- Input records:
══════════

PR #2478, opened 2021-12-16
Fixed it 'fontTools.module 'fontTools.ttLib' has no attribute 'woff2'

bsy0317:


anthrotype:
hello! what problem are you trying to solve? How are you importing the woff2 module?

both of these already work:

```python
from fontTools.ttLib import woff2
```

or

```python
from fontTools.ttLib.woff2 import ...
```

══════════

- Requirement:
Take every line above that includes "from" and list it.

- Solution to this task:
from fontTools.ttLib import woff2
from fontTools.ttLib.woff2 import ...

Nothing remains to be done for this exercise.